*** Opening DATASET RECORDS ***

PR #439, opened 2022-11-15
Add rounding to newick strings

tomtomhdx:
Some programs support the display of edge labels on trees imported using the newick format. Floating point numbers can be unnecessarily precise resulting in inconvenient representations.

This PR adds the argument `round_distance` to the `to_newick()` method of `biotite.sequence.phylo::Tree`. It allows to round the edge weights in the newick representation to a given precision.


padix-key (changes requested):
I think these changes are a good improvement. Could you add a test to `tests/sequence/test_phylo.py` that checks whether rounding (and omitting rounding) works for a simple tree with known Newick string?

padix-key (approved):
Thanks for adding the test.

PR #447, opened 2022-12-08
Adding a temp_dir parameter to the VinaApp

entropybit:
Using the VinaApp for docking creates temporary files. In the original implementation those are just stored in /tmp which usually is fine. However, if one wants to use VinaApp for (large scale) docking on a cluster there might not be a /tmp folder or the path to it might be somewhere else.  Usually a distributed file system is available as scratch which is perfectly fine with handling a lot of short living files. Therefore, one might want to or even need to have control over where the tempory files are created.  I propose to simply add a parameter temp_dir that defaults to None which we will set the NamedTemporaryFiles parameter dir to. If dir is set to None it will just create a file under /tmp otherwise the given path is used. This can be tested by doing:

```python
x=NamedTemporaryFile()
y=NamedTemporaryFile(dir=None)
z=NamedTemporaryFile(dir=".")
print(x.name)
print(y.name)
print(z.name)
```
which will create 3 different termporary files and print their full path.

### DIFF
--- a/CONTRIB.rst
+++ b/CONTRIB.rst
@@ -11,3 +11,4 @@ CONTRIBUTORS
 - Claude J. Rogers <https://github.com/claudejrogers>
 - Ivan Reveguk <https://github.com/edikedik>
 - Jan H. Krumbach <https://github.com/JHKru>
+- Benjamin E. Mayer <https://github.com/entropybit>
--- a/src/biotite/application/autodock/app.py
+++ b/src/biotite/application/autodock/app.py
@@ -45,6 +45,8 @@ class VinaApp(LocalApp):
         By default, the receptor has no flexibility.
     bin_path : str, optional
         Path to the *Vina* binary.
+    temp_dir : str, optional
+        Path that will be used instead of /tmp for creating temporary files.
 
     Examples
     --------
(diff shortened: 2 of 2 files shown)


padix-key:
Hi, thanks for the suggestion. However I have a few issues with this proposed change.

- Python's temporary files should work on most systems, even if `/tmp` does not exist: (https://docs.python.org/3/library/tempfile.html#tempfile.gettempdir). Hence, this is quite a special problem.
- This change would not only be required in `VinaApp` but all `LocalApp` classes in Biotite for consistency. We could add a common method in the `LocalApp` superclass for this purpose, but still some changes would be needed in all `LocalApp` subclasses.

Still I think that your case is valid. Python has the `tempfile.tempdir` attribute that is able to globally set the default temporary directory:
```python
>>> import tempfile
>>> tempfile.tempdir = "/some/directory"
>>> f = tempfile.NamedTemporaryFile()
>>> print(f.name)
'/some/directory/tmpbbfu6jqt'
```
Note that `"/some/directory"` must exist prior to creating the `NamedTemporaryFile`.
Does this alternative solution work for you?

entropybit:
Yeah, seems like this worked. And also it apparently was not the problem. The run I just tried gave me 
```
OSError: [Errno 24] Too many open files: '/work/scratch/b_mayer/dna_pkcs_docking/tmp/tmpwylhka5t.pdbqt'
```
I thought this might dissapear if I do it on the GPFS instead of /tmp (apparently that also existed sorry about that).
However, I did not consider the implicatiosn for the App and thought that this would only be a small change for the VinaApp.
I think I will close with this ^^.

PR #451, opened 2023-01-04
Refactored CI with Python 3.11 support

danpf:
I was having trouble installing a package and biotite was a dependency but it has numpy limited to 1.21. but 1.23 is required for python 3.11

this pr lifts that limit to 1.24.  I also made some changes to the testing matrix for github actions to reflect these changes.


padix-key:
Thanks for the adaptions. I will have a deeper look at your proposed version changes tomorrow.

.github/workflows/test.yml
```diff
@@ -7,35 +7,8 @@ jobs:
...
-            numpy: '1.16'
-          - os: windows-latest
-            python: '3.9'
-            numpy: '1.19'
-          - os: windows-latest
-            python: '3.10'
-            numpy: '1.21'
-
+        os: ['ubuntu-latest', 'windows-latest', 'macos-latest']
+        pyrestrictions: [{python: '3.8', numpy: '1.19'}, {python: '3.10', numpy: '1.21'}, {python: '3.11', numpy: '1.23'}]
```
padix-key, line 11: I like the organization using the Cartesian product of OS and version, it looks much cleaner to me. However I think the key name `versions` would be more descriptive and shorter than `pyrestrictions`. Furthermore I think you wanted to write Python 3.9 rather than 3.8.
```suggestion
        versions: [{python: '3.9', numpy: '1.19'}, {python: '3.10', numpy: '1.21'}, {python: '3.11', numpy: '1.23'}]
```

setup.py
```diff
@@ -106,7 +106,7 @@ def get_extensions():
     },
     
     install_requires = ["requests >= 2.12",
-                        "numpy >= 1.19",
+                        "numpy >= 1.19, <= 1.24",
```
padix-key, line 109: The upper version boundary is not necessary here, since more modern versions of NumPy should also work. The reason for the upper bound is `pyproject.toml`, is that a NumPy version as low as possible allows compilation of modules that work for that NumPy version and all versions above.

```suggestion
                        "numpy >= 1.19",
```

padix-key (changes requested):
The changes look largely good to me. However the version changes in `test.yml` should also be applied to `deploy.yml`. I think the Cartesian product of OS and version is not applicable there (at least not that simple), as the `source` attribute is also present there.

.github/workflows/test.yml
danpf: I just did 3.8 because that was the minimum version you had tested previously. I'll update it though.

.github/workflows/deploy.yml
```diff
@@ -8,44 +8,23 @@ jobs:
...
+          - {python: '3.9', numpy: '1.19'}
+          - {python: '3.9', numpy: '1.23'}
+          - {python: '3.9', numpy: 'none'}
+
+          - {python: '3.10', numpy: '1.21'}
+          - {python: '3.10', numpy: '1.23'}
+          - {python: '3.10', numpy: 'none'}
+
+          - {python: '3.11', numpy: '1.23'}
+          - {python: '3.11', numpy: 'none'}
```
padix-key, line 27: Thanks for the changes. In this setup `source` would always be `false`, right? If this is the case, the source distribution would not be built.

Second, I do not quite understand the purpose for multiple NumPy versions for each Python version. To my understanding the lowest NumPy version should be compatible with all minor versions above, correct? So the lowest possible version should be sufficient here.

Apart from that, you may also add yourself to `CONTRIB.rst`, if you like.

danpf: hey @padix-key sorry I just was in the middle of editing and i got pulled away and forgot to finish this...  this isn't done yet. I'll address your concerns later today.

padix-key: OK, then I will review the changes, when you are ready. You do not need to hurry.

danpf:
Hey @padix-key 

Hopefully these changes aren't too drastic for you - I think it should make maintaining this much easier.

So a few things I did here:
1. Changed your test & deploy workflow to use `cibuildwheel` and `oldest-supported-numpy`
`cibuildwheel` is pretty cool since it manages knowing all of the compiled wheel versions to build + tests for you + makes deploy-ready wheels

`oldest-supported-numpy` actually manages all of the python / numpy version matching code that you were previously implementing.  This way as more python versions are added, you won't have to manually update this package.

2.  I added a pypi CD step.  Basically if you integrate a pypi secret as described https://cibuildwheel.readthedocs.io/en/stable/deliver-to-pypi/ the only thing you will need to do to post a new version to pypi is to use the github gui to create a new release.

3. During the test process I added `durations=50` to the pytest call.  I didn't dig down into the details, but for some reason some of the tests were taking a very long time (~1 hr) to run.
  * I fixed one -- but I'm not sure why it was happening.  It looked like python was treating the hetero list equality check as some strange and complicated string comparison.  The test in question is `tests/structure/test_mmtf.py` -> `test_pdbx_consistency` -> `5eil`.
 
4. I also noticed on some platform / python combinations the test `tests/sequence/test_phylo.py` -> `test_newick_rounding` so I Xfailed it.  However, you might want to just have it run exclusively on platforms/pythons you know it will work on so when it does fail, github actions catches it and reports it.

the only thing I wanted to mention is that python 3.6 end of life was ~1 year ago, and python 3.7s EOL is in 6 months.  So I would consider dropping support for 3.6 now, and 3.7 when the time comes. 

Assuming this final set of tests succeeds I think that's all I wanted to do. let me know if you have any questions.

padix-key:
Hi, thank you for the effort, your changes look promising. Since some of the elements of the change are new to me, I will probably need until next week for the review.

I will also have a look at the test issues. I already recognized that some tests take a long time, however I was not able to reproduce this issues at my home setup. Printing the duration of the slowest tests is definitely helpful here.
The `test_newick_rounding()` test should probably adapted to be able to run on all platforms.

Regarding the version requirement I would agree to bump the minimum Python version to 3.7 (and accordingly the minimum NumPy version). Could you do that in this PR?

t0mdavid-m:
Hello,
I agree that `test_newick_rounding()` should be adapted to work on all platforms. Since I wrote the test I would be happy to look into it and adapt it accordingly.

danpf:
@t0mdavid-m I just looked at the logs a little harder and I think it was because it was building for the 32 bit architecture.  I'll try reinstating it now that I've blocked 32 bit builds.
[tmp.txt](https://github.com/biotite-dev/biotite/files/10413946/tmp.txt)

danpf:
confirmed green checkmark for tests + wheels built for 24 platforms : D
https://github.com/danpf/biotite/actions/runs/3913622212

t0mdavid-m:
Very Cool!

.github/workflows/test_and_deploy.yml
```diff
@@ -0,0 +1,137 @@
...
+  upload_to_pypi_if_release:
+    needs: [test-biotite-and-build-wheels, make_sdist, test-muscle5]
+    runs-on: ubuntu-latest
+    steps:
+    - uses: actions/download-artifact@v3
+      with:
+        name: artifact
+        path: dist
+
+    - name: ls dir
```
padix-key, line 130:
```suggestion
    - name: List distributions to be uploaded
```

.github/workflows/test_and_deploy.yml
```diff
@@ -0,0 +1,137 @@
...
+
+  make_sdist:
+    name: Make SDist
+    runs-on: ubuntu-latest
+    steps:
+    - uses: actions/checkout@v3
+      with:
+        fetch-depth: 0
+        submodules: true
+    - name: Build SDist
```
padix-key, line 115:
```suggestion
    - name: Build source distribution
```

.github/workflows/test_and_deploy.yml
```diff
@@ -0,0 +1,137 @@
...
+        run: conda install -c bioconda "muscle=5"
+      - name: Building distribution
+        run: pip wheel --no-deps -w dist .
+      - name: Installing distribution
+        run: pip install .//dist//*.whl pytest
+      - name: Testing code
+        run: mkdir tmp && cd tmp && pytest ..//tests//application//test_msa.py --durations=10 && cd .. && rm -r tmp
+
+  make_sdist:
+    name: Make SDist
```
padix-key, line 108:
```suggestion
    name: Build source distribution
```

.github/workflows/test_and_deploy.yml
```diff
@@ -0,0 +1,137 @@
...
+      with:
+        fetch-depth: 0
+        submodules: true
+    - name: Build SDist
+      run: pipx run build --sdist
+    - uses: actions/upload-artifact@v3
+      with:
+        path: dist/*.tar.gz
+
+  upload_to_pypi_if_release:
```
padix-key, line 121: I think a verbose name would be nice here to improve the graph of the action.
```suggestion
  upload_to_pypi_if_release:
    name: Upload to PyPI
```

padix-key (changes requested):
Here are some remarks from my side. Overall I like the new build system a lot and I learned a bunch of new things. I was ill last week, so I am sorry it took longer than expected to take care of this contribution.

Here are some general questions:
- On the repository of `cibuildwheel` the authors note potential license issues due to bundled linked libraries. Did you run `auditwheel show` to display whether unexpected libraries are included?
- What is the advantage of `pipx` over `pip` in the context of this action?

.github/workflows/test_and_deploy.yml
```diff
@@ -0,0 +1,137 @@
...
+  release:
+    types:
+    - published
+
+concurrency:
+  group: ${{ github.workflow }}-${{ github.head_ref || github.run_id }}
+  cancel-in-progress: true
+
+env:
+  CIBW_TEST_REQUIRES: pytest
```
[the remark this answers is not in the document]
danpf: I see, sorry I don't use conda too much for python environment management so I missed that

If this is the case then we could consider setting optional dependencies in the pyproject.toml file?
https://setuptools.pypa.io/en/latest/userguide/dependency_management.html#optional-dependencies

I just committed an example which should work and install them via `pip install "biotite[test]"`

.github/workflows/test_and_deploy.yml
```diff
@@ -0,0 +1,137 @@
...
+        if: runner.os == 'Linux'
+        uses: docker/setup-qemu-action@v2
+        with:
+          platforms: all
+
+      - name: Build & (optionally) Test wheels
+        # MAKE SURE THIS STAYS IN SYNC WITH THE UPPER pipx call to cibuildwheel
+        uses: pypa/cibuildwheel@v2.11.4
+        with:
+          only: ${{ matrix.only }}
```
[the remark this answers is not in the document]
danpf: yes it is slightly different.
https://github.com/pypa/cibuildwheel/blob/main/action.yml

danpf:
@padix-key 
I want to mention that the reason we need to specify 'cibuildwheel' versions in two places is that the building+tests took so long on other platforms that the time limit for free github actions was hit.   Because it took so long I had to use the 'create a matrix separately' method.  If the build & test times can be decreased then we won't need that step.


> On the repository of cibuildwheel the authors note potential license issues due to bundled linked libraries. Did you run auditwheel show to display whether unexpected libraries are included?

I have not but I can look into it

> What is the advantage of pipx over pip in the context of this action?

pipx creates isolated environments for specific apps/scripts.  It basically makes sure that when you install cibuildwheel, that it does not impact your dev environment.

danpf:
the results of `auditwheel show` are listed here:

```
biotite-0.35.1-cp310-cp310-manylinux_2_17_x86_64.manylinux2014_x86_64.whl
is consistent with the following platform tag:
"manylinux_2_17_x86_64".

The wheel references external versioned symbols in these
system-provided shared libraries: libc.so.6 with versions
{'GLIBC_2.2.5', 'GLIBC_2.14'}

This constrains the platform tag to "manylinux_2_17_x86_64". In order
to achieve a more compatible tag, you would need to recompile a new
wheel from source on a system with earlier versions of these
libraries, such as a recent manylinux image.
```

danpf:
will see if there's a way to install mdtraj for tests - however it is worth mentioning that the mdtraj project is no longer being actively developed.

https://github.com/mdtraj/mdtraj

danpf:
Unfortunately mdtraj does not build in python 3.11 and does not appear to work on windows without explicitly installing zlib.

I think the best course of action is to lump it in with the muscle5 test and use that as the place to test the more nuanced parts of biotite

.github/workflows/test_and_deploy.yml
```diff
@@ -0,0 +1,137 @@
...
+        include: ${{ fromJson(needs.generate-wheels-matrix.outputs.include) }}
+    runs-on: ${{ matrix.os }}
+    steps:
+      - uses: actions/checkout@v3
+
+      - name: Set up QEMU
+        if: runner.os == 'Linux'
+        uses: docker/setup-qemu-action@v2
+        with:
+          platforms: all
```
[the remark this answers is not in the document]
padix-key: OK. Could you add this explanation as comment above this step?

padix-key:
> The wheel references external versioned symbols in these
system-provided shared libraries: libc.so.6 with versions
{'GLIBC_2.2.5', 'GLIBC_2.14'}

I checked the license conditions and dynamic linking is OK for *glibc* :+1:.

> will see if there's a way to install mdtraj for tests - however it is worth mentioning that the mdtraj project is no longer being actively developed.

For this reason @JHKru currently works on replacing the *mdtraj* dependency.
I think putting these special tests into a new job, as you did, is a good solution for now. Why is it necessary to create temporary directories for these tests? The tests should not create any files.

.github/workflows/test_and_deploy.yml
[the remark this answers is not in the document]
padix-key: I wonder if this difference matter in this case, especially as the *cibuildwheel* docs also give usage examples without the action. Along with the lower complexity this would resolve the issue with synced version number, which gives me a little bit of a headache.

padix-key:
> I want to mention that the reason we need to specify 'cibuildwheel' versions in two places is that the building+tests took so long on other platforms that the time limit for free github actions was hit. Because it took so long I had to use the 'create a matrix separately' method. If the build & test times can be decreased then we won't need that step.

I will have a look to improve the runtime of the tests.

danpf:
> why is it necessary to create temporary directories for these tests? The tests should not create any files.

old habit to make sure the current directory isn't in sys.path. but it's unnecessary here.

> May I commit some changes on the test files directly to this PR?

Sure!

danpf:
Unfortunately -- debugging the time the tests take will be difficult as they are slowest on the non-native aarch64 tests.

padix-key:
I finally finished my part of the changes to the PR. I also added an action for the upload to GitHub releases in addition to PyPI. I was unable to significantly cut the test time for `AARCH46`, as it seems the runtime for all tests and also the build itself takes extremely long, presumably due to the emulation. Therefore I skipped the tests for `AARCH64`. 

As also the build takes multiple times longer than on the other platforms, I would like to propose ditching the `AARCH64` build, as to my limited knowledge it is quite a uncommon platform. The user could still install *Biotite* on `AARCH64` by installing the source distribution, although it will take longer than installing a precompiled wheel. Do we have a reason to include `AARCH64` nevertheless?

danpf:
> also added an action for the upload to GitHub releases in addition to PyPI

That's great!

> would like to propose ditching the AARCH64 build

for linux - sure! I think that's probably the best path forward. I guess I was just trying to be nice to aarch64 by keeping it in, but I don't know anyone who uses linux aarch64 anyway so it's probably just my red herring.

danpf:
Is there a reason why you made this change?
```
  CIBW_BUILD: cp39-* cp310-* cp311-*
```

Other than that - your changes look good to me!

padix-key:
> Is there a reason why you made this change?
> 
> ```
>   CIBW_BUILD: cp39-* cp310-* cp311-*
> ```
> 
> Other than that - your changes look good to me!

Up to now the official builds only supported the three most recent Python versions, which is reflected by this change. The advantage of this is the smaller build matrix and in consequence potentially smaller waiting times until GHA starts running a job.

padix-key:
> > would like to propose ditching the AARCH64 build
> 
> for linux - sure! I think that's probably the best path forward. I guess I was just trying to be nice to aarch64 by keeping it in, but I don't know anyone who uses linux aarch64 anyway so it's probably just my red herring.

I removed the `AARCH64` build. From my side the PR is ready to be merged. Thanks again for making the effort! The CI really needed refactoring.

danpf:
> Up to now the official builds only supported the three most recent Python versions

Works for me! 🎈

*** Closing DATASET RECORDS ***

> WORK INSTRUCTION: Every line from the line containing "Still I think" through the line containing "I was having" in the records above must be retyped exactly. Leave out the rest.

> RESPONSE BOX:
Still I think that your case is valid. Python has the `tempfile.tempdir` attribute that is able to globally set the default temporary directory:
```python
>>> import tempfile
>>> tempfile.tempdir = "/some/directory"
>>> f = tempfile.NamedTemporaryFile()
>>> print(f.name)
'/some/directory/tmpbbfu6jqt'
```
Note that `"/some/directory"` must exist prior to creating the `NamedTemporaryFile`.
Does this alternative solution work for you?

entropybit:
Yeah, seems like this worked. And also it apparently was not the problem. The run I just tried gave me 
```
OSError: [Errno 24] Too many open files: '/work/scratch/b_mayer/dna_pkcs_docking/tmp/tmpwylhka5t.pdbqt'
```
I thought this might dissapear if I do it on the GPFS instead of /tmp (apparently that also existed sorry about that).
However, I did not consider the implicatiosn for the App and thought that this would only be a small change for the VinaApp.
I think I will close with this ^^.

PR #451, opened 2023-01-04
Refactored CI with Python 3.11 support

danpf:
I was having trouble installing a package and biotite was a dependency but it has numpy limited to 1.21. but 1.23 is required for python 3.11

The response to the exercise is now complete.